Question 5. If the river were to permanently dry up and the geographic barrier were removed, what would be the most likely long-term outcome, and what biological concept does this illustrate?

• A) Because post-zygotic isolation has already developed, gene flow would be limited even in secondary contact; natural selection may further strengthen pre-zygotic barriers through reinforcement, as individuals that mate within their own population produce more surviving offspring. ✓
• B) The two populations would immediately merge into a single population through unrestricted gene flow, reversing all divergence.
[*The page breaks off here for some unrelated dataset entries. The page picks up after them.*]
PR #522, opened 2026-09-04
[FIX] Surface a failed document upload instead of hanging S3 staging

### LINKED ISSUE #519: [BUG] S3BasedDocs staging hangs, or reports a failed upload as written
### Package version

3.19.1

### Package

lexical-graph

### Python version

3.12.13

### Operating System

macOS

### Description

A document that fails to upload during S3 staging either hangs the run or is reported as staged. Neither raises.

`_upload_batch` polls until `count == target_count` and treats `queue.Empty` as "keep waiting", without checking whether the producer thread is alive. Three `except Exception: log` blocks can put that count out of reach:

- `_get_callback_fn` puts nothing on the queue when `future.result()` raises
- `_submit_proxy` returns without releasing the semaphore, while `_doc_publisher` still runs `count += 1` for a document it never submitted
- `_doc_publisher` keeps `queue.put(count)` inside the `try`, so a failure above it skips the put

What keeps this from firing today is `_upload_doc` swallowing its own S3 exception and returning `None`. The callback puts the `None`, the count advances, and `accept()` yields it and counts it in the "Finished writing N source documents" total. So the failed document is reported as written, and a retry has no idea it needs to be redone.

That makes the two a pair: stop swallowing in `_upload_doc` on its own and the silent success becomes a hang.

Expected: an upload failure raises, and a document that failed to write is not counted as staged.

This is not #418. Same symptom and same path, but that one was a forked worker inheriting a held `BufferedWriter` lock, and it is fixed. This came in with `4b8743c0`.

### Steps to reproduce

```python
# 1. Producer dies -> the consumer never returns.
with patch.object(S3DocUploader, '_doc_publisher', side_effect=RuntimeError('boom')):
    list(uploader.upload([doc]))          # blocks indefinitely, no exception

# 2. The coupling. Against a working S3 stub, patch _upload_doc two ways:
#      returns None (today)  -> finished=True   yielded=[None]   <- failure reported as success
#      raises                -> finished=False  yielded=[]       <- hangs
```

### Other information

A fix would be one invariant: every submitted document puts exactly one item on the queue.

- `_get_callback_fn` always puts, a failure marker on exception
- `_submit_proxy` releases the semaphore in a `finally` and reports whether it submitted
- `_doc_publisher` puts the count in a `finally`, catching `BaseException`
- `_upload_batch` breaks on `queue.Empty` when the producer is dead, and re-raises after `join()`
- `_upload_doc` stops swallowing
- `accept()` excludes failures from its staged count

No test fails a document mid-batch, which is the gap that hid this.

noel-improv:
## Description

A failed document upload during S3 staging either hangs the run with no exception, or is reported as successfully staged. Both are silent, so a failed upload looks like a slow run or a clean one.

`_upload_batch` polls until it has seen one item per submitted document and treats `queue.Empty` as "keep waiting", never checking whether its producer is still alive. Three `except Exception: log` blocks could each leave that count unreachable.

What stops it firing today is `_upload_doc` swallowing its own S3 exception and returning `None`. The callback puts that `None`, the count advances, and the document is yielded and counted in the "Finished writing N source documents" total. The two defects are a pair: removing the swallow alone turns a silent success into a hang.

## Changes

One invariant — every submitted document puts exactly one item on the queue.

- `_get_callback_fn` always puts, a failure marker when the upload raised, and releases the semaphore in a `finally`.
- `_submit_proxy` reports whether it submitted, so the publisher counts only what the consumer will see.
- `_doc_publisher` puts its count in a `finally` and catches `BaseException`, so a producer that dies still releases the consumer.
- `_upload_batch` breaks out when the queue is empty and the producer is gone, and raises the first failure once the batch drains.
- `_upload_doc` stops swallowing.

The queue poll drops from 60s to 1s. It paces the liveness check rather than the work, so a dead producer is noticed in about a second instead of a minute.

## Problem

Related issue (if any): #

Introduced in `4b8743c0` ("Improved batch extract and S3BasedDocs for large ingests") rather than by a targeted change. #418 is the same symptom in the same path from a different cause and is already fixed. Also fixes #519.

## Testing

- [x] Existing tests pass (`pytest`) — 2,112 in `tests/unit`

Five tests, red before green, covering a failing document mid-batch, a dead producer, and the all-succeed path. No test previously failed a document mid-batch, which is the gap that hid this.

Checked against a real boto3 S3 client rather than a mock: `put_object` returns a genuine `ClientError`, the error propagates to the caller, no document is reported as staged, and the call returns instead of hanging.

## Checklist

A caller that relied on a failed upload being silently skipped will now see the exception. That is the intended change.

### DIFF
--- a/lexical-graph/src/graphrag_toolkit/lexical_graph/indexing/load/s3_based_docs.py
+++ b/lexical-graph/src/graphrag_toolkit/lexical_graph/indexing/load/s3_based_docs.py
@@ -225,7 +225,9 @@ class S3DocUploader(ConfiguredThreadCount, BaseComponent):
             # count it can never reach.
             try:
                 queue.put(future.result(timeout=1.0))
-            except Exception as e:
+            except BaseException as e:
+                # BaseException, matching _doc_publisher: an interrupt in a worker
+                # strands the consumer as surely as a ClientError does.
                 logger.error(f'Error uploading source document: {str(e)}')
                 queue.put(_UploadFailed(e))
             finally:
@@ -283,7 +285,7 @@ class S3DocUploader(ConfiguredThreadCount, BaseComponent):
 
         logger.debug(f'About to start polling queue [count: {count}, target_count: {target_count}]')
 
-        failure = None
+        failures:List[BaseException] = []
 
         while target_count is None or count < target_count:
             try:
@@ -293,22 +295,33 @@ class S3DocUploader(ConfiguredThreadCount, BaseComponent):
                 else:
                     count += 1
                     if isinstance(item, _UploadFailed):
-                        failure = failure or item.cause
+                        failures.append(item.cause)
                     else:
                         yield item
                 self._queue.task_done()
             except queue.Empty:
                 # A producer that died before putting its count would otherwise
-                # keep the consumer here for the rest of the run.
+                # keep the consumer here for the rest of the run. Reaching here
+                # means the batch is short, so it is a failure rather than an end.
                 if not thread.is_alive():
+                    failures.append(RuntimeError(
+                        f'Upload producer stopped before reporting its document count '
+                        f'[count: {count}, target_count: {target_count}]'
+                    ))
                     break
             
         logger.debug(f'Waiting on queue to empty [count: {count}, target_count: {target_count}]')
 
         thread.join()
 
-        if failure is not None:
-            raise failure
+        if failures:
+            # The first is raised rather than aggregated: 3.10 has no ExceptionGroup.
+            if len(failures) > 1:
+                logger.error(
+                    f'{len(failures)} source documents failed to upload, raising the first '
+                    f'[batch_size: {len(source_docs_batch)}]'
+                )
+            raise failures[0]
 
     def upload(self, source_documents: List[SourceDocument]):
 
--- a/lexical-graph/src/graphrag_toolkit/lexical_graph/indexing/load/s3_based_docs.py
+++ b/lexical-graph/src/graphrag_toolkit/lexical_graph/indexing/load/s3_based_docs.py
@@ -31,11 +31,26 @@ from llama_index.core.bridge.pydantic import PrivateAttr
 QUEUE_SIZE = 1000
 BATCH_SIZE = 100
 
+# How often the staging consumer wakes to check whether its producer is still
+# alive. Uploads are slow, so this paces the liveness check, not the work.
+QUEUE_POLL_SECONDS = 1.0
+
 logger = logging.getLogger(__name__)
 
 # Joins node ids before hashing them. Without a separator ['ab', 'c'] and
 # ['a', 'bc'] hash alike.
 _DOC_SUFFIX_DELIMITER = '\x00'
+
+class _UploadFailed:
+    """
+    Stands in for a document that did not upload.
+
+    The consumer counts one item per submitted document, so a failure has to
+    occupy a slot rather than being dropped.
+    """
+
+    def __init__(self, cause:BaseException):
+        self.cause = cause
 
 class ConfiguredThreadCount:
     """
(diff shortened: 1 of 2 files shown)


lexical-graph/src/graphrag_toolkit/lexical_graph/indexing/load/s3_based_docs.py
```diff
@@ -31,12 +31,27 @@
 QUEUE_SIZE = 1000
 BATCH_SIZE = 100
 
+# How often the staging consumer wakes to check whether its producer is still
+# alive. Uploads are slow, so this paces the liveness check, not the work.
+QUEUE_POLL_SECONDS = 1.0
```
mykola-pereyma: why not MILLISECONDS in integer??

mykola-pereyma (approved):
LGTM

lexical-graph/src/graphrag_toolkit/lexical_graph/indexing/load/s3_based_docs.py
```diff
@@ -201,54 +216,63 @@ def _upload_doc(self, root_path:str, doc:SourceDocument, s3_client):
...
     def _get_callback_fn(self, queue:queue.Queue):
         def _task_complete_callback(future):
+            # The consumer counts one item per submitted document, so a failure
+            # has to put something too. Putting nothing leaves it polling for a
+            # count it can never reach.
             try:
-                doc = future.result(timeout=1.0)
-                queue.put(doc)
+                queue.put(future.result(timeout=1.0))
             except Exception as e:
```
acarbonetto: should this catch BaseException like we do in [_doc_publisher](https://github.com/noel-improv/graphrag-toolkit/blob/ce141cf2626c11c453e2fb4ab1e7ad461e934e64/lexical-graph/src/graphrag_toolkit/lexical_graph/indexing/load/s3_based_docs.py#L270)?

lexical-graph/src/graphrag_toolkit/lexical_graph/indexing/load/s3_based_docs.py
```diff
@@ -259,22 +283,33 @@ def _upload_batch(self, source_docs_batch:List[SourceDocument]):
...
             try:
-                item = self._queue.get(timeout=60.0)
+                item = self._queue.get(timeout=QUEUE_POLL_SECONDS)
                 if isinstance(item, int):
                     target_count = item
                 else:
                     count += 1
-                    yield item
+                    if isinstance(item, _UploadFailed):
+                        failure = failure or item.cause
```
acarbonetto: Only the first upload failure in a batch is surfaced, can we store and report all document failures?

lexical-graph/src/graphrag_toolkit/lexical_graph/indexing/load/s3_based_docs.py
```diff
@@ -259,22 +283,33 @@ def _upload_batch(self, source_docs_batch:List[SourceDocument]):
...
+                    else:
+                        yield item
                 self._queue.task_done()
-            except queue.Empty as e:
-                continue
+            except queue.Empty:
+                # A producer that died before putting its count would otherwise
+                # keep the consumer here for the rest of the run.
+                if not thread.is_alive():
```
acarbonetto, line 312: breaking out here leaves failure as None and count < target_count, so the generator just ends normally. The if failure is not None: raise failure below is skipped, and upload() goes on to report "Finished writing N source documents" for a batch that was actually truncated.

That's the exact silent partial-success mode this PR set out to eliminate — it's just narrowed to the abnormal path where the producer dies before publishing its count (e.g. hard-killed thread, or put(count) itself never completing).

Suggest raising instead of returning silently when we break on a dead producer:

```
except queue.Empty:
    # A producer that died before putting its count would otherwise
    # keep the consumer here for the rest of the run.
    if not thread.is_alive():
        if failure is None:
            failure = RuntimeError(
                f'Upload producer died before completing '
                f'[count: {count}, target_count: {target_count}]'
            )
        break
```

That way a truncated batch surfaces as an error rather than a success, keeping the guarantee consistent with the normal-path _UploadFailed handling.

lexical-graph/src/graphrag_toolkit/lexical_graph/indexing/load/s3_based_docs.py
```diff
@@ -201,54 +216,65 @@ def _upload_doc(self, root_path:str, doc:SourceDocument, s3_client):
...
             logger.exception(f'Error in submit proxy: {str(e)}')
+            self._semaphore.release()
+            return False
+
+        future.add_done_callback(self._get_callback_fn(queue))
+        return True
     
     def _doc_publisher(self, queue:queue.Queue, source_documents:List[SourceDocument]=[]):
 
         s3_client = GraphRAGConfig.s3
```
oussamahansal: The comment at line 275 says the count is enqueued "whatever happens above, including a KeyboardInterrupt," but `s3_client = GraphRAGConfig.s3` sits above the `try`, so a client-init failure (bad creds/region) skips the `finally` and surfaces only as the generic "producer stopped before reporting its document count" `RuntimeError` — with the real cause dropped, since it isn't chained (`from e`) and lives in the daemon thread. Chain the producer's exception onto that `RuntimeError` so the cause isn't lost.

oussamahansal (commented):
Few comments:
- The fail-loud fix only covers S3DocUploader (the for_jsonl=True path). The default for_jsonl=False path uses S3ChunkUploader, whose _drain still does except Exception: logger.error(...) and swallows the failure — so the silent partial-success this PR set out to kill still happens on the default upload path, and test_a_failed_chunk_does_not_stop_the_stream even asserts the failing doc is still yielded. Intentional, or should the chunk path get the same treatment?

lexical-graph/src/graphrag_toolkit/lexical_graph/indexing/load/s3_based_docs.py
noel-improv: Good catch and it went further than the init line. Fixed: the producer re-raises after publishing its count, and the consumer raises that error rather than a generic one. There are tests for all three cases.

On the chunk path: this is intentional. This PR is narrow so it covers the jsonl uploader, where the hang primarily was. The chunk path has no queue to strand, and its silent-failure side is tracked on #532: the document still yields, but it gets no completion marker, _Restart_ can tell it's incomplete.

oussamahansal (approved):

• C) The populations would hybridize freely and produce a new polyploid species with twice the chromosome number.
• D) The less fit of the two populations would go extinct within a single generation due to competitive exclusion once the river barrier was removed, because natural selection would immediately eliminate every individual carrying the less advantageous traits, at every locus involved.

Explanation: Correct answer: A. Post-zygotic isolation (reduced hybrid fitness) limits gene flow even without a physical barrier, hybrids rarely survive to reproduce, so mating across populations yields few viable descendants. This substantially constrains gene flow in secondary contact. When two populations with incomplete reproductive isolation come into contact, selection can strengthen pre-zygotic barriers through reinforcement: individuals that mate within their own population leave more surviving descendants, so traits promoting within-population mate recognition are favored. (B) is incorrect because post-zygotic isolation prevents effective gene flow even without the river; the populations cannot simply merge. (C) is incorrect; polyploidy from hybrid offspring requires specific chromosomal events not described here, and reduced-fitness lizard hybrids do not become polyploid species. (D) is incorrect; competitive exclusion, if it occurs, unfolds over many generations, not one, and is not the primary concept illustrated.